1. Field of the Invention
The present invention relates to a linear array ultrasonic transducer used in an ultrasonic diagnostic examination device, and more particularly to such a transducer in which an ultrasonic beam is projected into an object to be examined, such as a living body, to receive the echoes which are reflected from the boundary between heterogenous bodies having different acoustic impedances.
2. Description of the Prior Art
The construction of and the problems concomitant with a transducer according to the prior art will now be described.
Referring to FIG. 1 which is a perspective view showing an oscillatory array portion of a transducer, the transducer includes an oscillatory element 1a which is made of a material such as PZT (i.e., piezoelectric element of Lead Zirconate-Titanate). Electrode layers 1b and 1c are provided on both sides of the oscillatory element 1a. Oscillatory element 1a thus formed with the electrode layers 1b and 1c usually is a member of a large plate-shaped oscillator. This part of the plate-shaped oscillator is adhered to a backing member, which will be described later, and is then cut thin into an array form, as shown in FIG. 1. The single thin cut element from the oscillatory element 1a is indicated as a tiny oscillatory element 11. A backing member 2 absorbs the ultrasonic waves directed to the back of the array of the tiny oscillatory elements 11.
In order to clearly produce the image which is obtained by the ultrasonic diagnostic examination device using such a transducer, a variety of means have been employed, including such means relating to the transducer as follows:
(1) The oscillatory frequency of the ultrasonic waves is increased; PA1 (2) A side lobe is reduced in the directive characteristics of the ultrasonic beam; and PA1 (3) The ultrasonic beam is made thin and sharp.

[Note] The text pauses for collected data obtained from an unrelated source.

PR #631, opened 2026-01-12
Remove `proxy` component's dependency on `scheduler` and `scheduler-job-logrotate-nginx`

### LINKED ISSUE #618: :bulb: [Feature] Implement Nginx log parsing from STDOUT stream for CanarieAPI and prometheus-log-parser
## Description

This should be considered part 2 of https://github.com/bird-house/birdhouse-deploy/issues/593.

A quick and least disruptive solution was implemented to get production out of the water.  This issue is so we can implement a better fix.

As has been described above, such means involved the construction of the tiny oscillatory elements having a rectangular shape which are made thinner.

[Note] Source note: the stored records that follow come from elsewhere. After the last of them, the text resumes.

PR #635, opened 2026-01-14
Add script that automatically updates postgres databases to a later version

mishaschwartz:
## Overview

In anticipation of upgrading postgres databases in the future, this introduces a script that automatically upgrades postgres databases using the backup/restore process.

This includes magpie and all WPS birds that use the postgres component. This does not include test component like `optional-components/generic_bird` and will not update custom components (ones not from this repository).

Test components are not assumed to have persistent data that needs to be updated and we cannot guarantee that other postgres databases used by components outside this repository do not require additional steps (data migrations) in order to comply with a different version of postgres. 

It will update postgres databases to the version specified by the `POSTGRES_VERSION_UPDATE` environment variable.
All of the old database files will be copied to a temporary directory in case you want to inspect them or revert this operation later on. To specify which directory to write these backups to set the `DATA_BACKUP_DIR` variable (default: `${TMPDIR:-/tmp}/birdhouse-postgres-migrate-backup/`)

Note that backups in the form of database dumps will also be written to the named volume or directory specified by the `BIRDHOUSE_BACKUP_VOLUME` variable.

For example, to update the current postgres databases to version 18.1 and write backups to `/tmp/test/`

```sh
$ POSTGRES_VERSION_UPDATE=18.1 DATA_BACKUP_DIR=/tmp/test/ birdhouse/scripts/update-postgresh.sh
```

In a future update we can update the postgres versions and tell users to run this script first in order to safely migrate data from one version to the next.

## Changes

**Non-breaking changes**
- adds new script

**Breaking changes**
- None

## Additional Information

I have tested this by upgrading postgres databases from the current version (9.6) to the latest version (18.1) and all data in the magpie and WPS bird databases are not affected.

## CI Operations

birdhouse_skip_ci: false

### DIFF
--- a/birdhouse/scripts/update-postgres.sh
+++ b/birdhouse/scripts/update-postgres.sh
@@ -23,6 +23,7 @@
 #
 # $ birdhouse backup create --no-restic -a generic_bird
 # $ birdhouse compose down
+# $ ${THIS_DIR}/backup-datavolume.sh birdhouse_postgres_generic_bird "${BIRDHOUSE_BACKUP_DATA_DIR}"
 # $ docker volume rm birdhouse_postgres_generic_bird
 # $ GENERIC_BIRD_POSTGRES_IMAGE=postgres:18.1 birdhouse compose up -d
 # $ birdhouse backup restore --no-restic -a generic_bird


birdhouse/scripts/update-postgres.sh
```diff
@@ -0,0 +1,67 @@
...
+BIRDHOUSE_EXE="${THIS_DIR}/../../bin/birdhouse"
+
+eval $(${BIRDHOUSE_EXE} configs --print-log-command)
+
+: ${POSTGRES_VERSION_UPDATE:?"$(log ERROR "POSTGRES_VERSION_UPDATE must be set")"}
+
+DATA_BACKUP_DIR="${DATA_BACKUP_DIR:-"${TMPDIR:-/tmp}"/birdhouse-postgres-migrate-backup/}"
+POSTGRES_COMPONENTS="-a magpie -a $(birdhouse -q configs -c 'echo $POSTGRES_DATABASES_TO_CREATE' | sed 's/ / -a /g')"
+
+log INFO "Migrating postgres databases to version ${POSTGRES_VERSION_UPDATE}"
```
fmigneault: Maybe log these two variables immediately before doing the `birdhouse compose up -d` to allow early abort if the user notice they are wrong?

birdhouse/scripts/update-postgres.sh
```diff
@@ -0,0 +1,67 @@
...
+
+log INFO "Starting the birdhouse stack in order to backup existing databases."
+${BIRDHOUSE_EXE} compose up -d
+
+log INFO "Backing up postgres databases from the following components: $(echo "${POSTGRES_COMPONENTS}" | sed 's/[[:space:]]*-a[[:space:]]*/ /g')"
+${BIRDHOUSE_EXE} backup create --no-restic ${POSTGRES_COMPONENTS}
```
fmigneault: Wasn't `BIRDHOUSE_BACKUP_VOLUME` used for backup? What is the difference that needs introducing `DATA_BACKUP_DIR`?

birdhouse/scripts/update-postgres.sh
```diff
@@ -0,0 +1,67 @@
...
+# environment variable.
+# All of the old database files will be copied to a temporary directory in case you want to inspect
+# them or revert this operation later on. To specify which directory to write these backups to 
+# set the DATA_BACKUP_DIR variable (default: ${TMPDIR:-/tmp}/birdhouse-postgres-migrate-backup/)
+# Note that backups in the form of database dumps will also be written to the named volume or directory
+# specified by the BIRDHOUSE_BACKUP_VOLUME variable.
+# 
+# For example, to update the current postgres databases to version 18.1 and write backups to /tmp/test/
+# 
+# $ POSTGRES_VERSION_UPDATE=18.1 DATA_BACKUP_DIR=/tmp/test/ ./update-postgresh.sh
```
fmigneault: Some additional note to provide might be regarding the "types" of supported "postgres".
For example, `postgis`-based one for `stac-db` will not work because of the extra plugins and definitions. Their migration must be done separately.

birdhouse/scripts/update-postgres.sh
```diff
@@ -0,0 +1,69 @@
...
+${BIRDHOUSE_EXE} compose down
+
+log INFO "Backing up all postgres data to ${DATA_BACKUP_DIR}."
+eval "$(${BIRDHOUSE_EXE} -q configs -c 'echo "MAGPIE_PERSIST_DIR=$MAGPIE_PERSIST_DIR; POSTGRES_DATA_DIR=$POSTGRES_DATA_DIR"')"
+
+mkdir -p ${DATA_BACKUP_DIR}
+mv "${MAGPIE_PERSIST_DIR}" "${DATA_BACKUP_DIR}"
+mv "${POSTGRES_DATA_DIR}" "${DATA_BACKUP_DIR}"
+
+MAGPIE_POSTGRES_VERSION=${POSTGRES_VERSION_UPDATE} POSTGRES_VERSION=${POSTGRES_VERSION_UPDATE} ${BIRDHOUSE_EXE} compose up -d
```
tlvu: Humm will need `GENERIC_BIRD_POSTGRES_IMAGE=${POSTGRES_VERSION_UPDATE}` here as well.

tlvu (approved):
Neat little script.  Will come in handy one day for sure.

Usage question: the intended workflow is to run this script, then **immediately** checkout a newer version of `birdhouse-deploy` that has the newer postgres version? Otherwise the temporary setting of `MAGPIE_POSTGRES_VERSION=${POSTGRES_VERSION_UPDATE} POSTGRES_VERSION=${POSTGRES_VERSION_UPDATE}` will not last.  Should this intended workflow be documented?

Also I tried to see if it can also support `generic_bird` so it seems pretty easy, except the part about `generic_bird` using a data-volume instead of a volume-mount from disk.  Did I forget other details to support `generic_bird`.  We actually use `generic_bird` in production to provide a 2nd instance of Finch (`finchasync` https://pavics.ouranos.ca/twitcher/ows/proxy/finchasync?service=WPS&version=1.0.0&request=GetCapabilities).  

If I miss any steps, please let me know so I'll come back to this PR the day need to migrate `generic_bird`.

Other minor suggestions, none blocking.

birdhouse/scripts/update-postgres.sh
```diff
@@ -0,0 +1,69 @@
...
+# 
+# $ POSTGRES_VERSION_UPDATE=18.1 DATA_BACKUP_DIR=/tmp/test/ ./update-postgresh.sh
+
+THIS_FILE="$(readlink -f "$0" || realpath "$0")"
+THIS_DIR="$(dirname "${THIS_FILE}")"
+BIRDHOUSE_EXE="${THIS_DIR}/../../bin/birdhouse"
+
+eval $(${BIRDHOUSE_EXE} configs --print-log-command)
+
+: ${POSTGRES_VERSION_UPDATE:?"$(log ERROR "POSTGRES_VERSION_UPDATE must be set")"}
```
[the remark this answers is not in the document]
mishaschwartz: It's almost the same except it also exits if the variable is not set.

birdhouse/scripts/update-postgres.sh
```diff
@@ -0,0 +1,69 @@
...
+
+DATA_BACKUP_DIR="${DATA_BACKUP_DIR:-"${TMPDIR:-/tmp}"/birdhouse-postgres-migrate-backup/}"
+POSTGRES_COMPONENTS="-a magpie -a $(birdhouse -q configs -c 'echo $POSTGRES_DATABASES_TO_CREATE' | sed 's/ / -a /g')"
```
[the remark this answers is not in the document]
mishaschwartz: Yes but there's probably a better way to run this on other databases. Let me think about that a bit.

The operation of the transducer shown in FIG. 1 is as follows. For example, five tiny oscillatory elements 11 are gathered into one group, and the electrode layers of any of the tiny oscillatory elements are denoted a.sub.K and b.sub.K, the electrode layers a.sub.1 to a.sub.5 and b.sub.1 to b.sub.5 are electrically connected (although the respective tiny oscillatory elements are acoustically insulated), and a pulsed voltage signal is applied between the electrode layers a.sub.1 to a.sub.5 and b.sub.1 to b.sub.5 so that one ultrasonic beam is transmitted from that group of the tiny oscillatory elements. A number of such groups are arranged in an array to transmit the ultrasonic beam consecutively, thereby to effect the scanning operation.
FIG. 2 is a perspective view showing one tiny oscillatory element. In order to realize the aforementioned means (2), if the thickness and width of the tiny oscillatory element are denoted as t and W, respectively, as is disclosed in May, 1977 "Proceedings of Japanese Ultrasonic Medical Association", page 53, the ratio of W/t is desired to be equal to or less than 0.6. For example, therefore, in order to generate ultrasonic waves having a frequency of 5 MHz, the thickness t of the tiny oscillatory element has to be about 0.25 mm, and the width W has to be about 0.15 mm.
Electrode leads for driving such tiny oscillatory elements, according to the prior art, have been attached to the electrode layers 1b and 1c by a bonding process. This bonding process involves bonding the leads one by one to the tiny oscillatory elements (generally, about three hundred in number having a width of 0.15 mm) which required skilled working techniques and is time consuming. As a result, the bonding process has been an intrinsic cause for the failure of the apparatus in which the array is incorporated. It has been extremely difficult to complete the bonding of the tiny oscillatory elements as many as three hundred times without any failure occurring.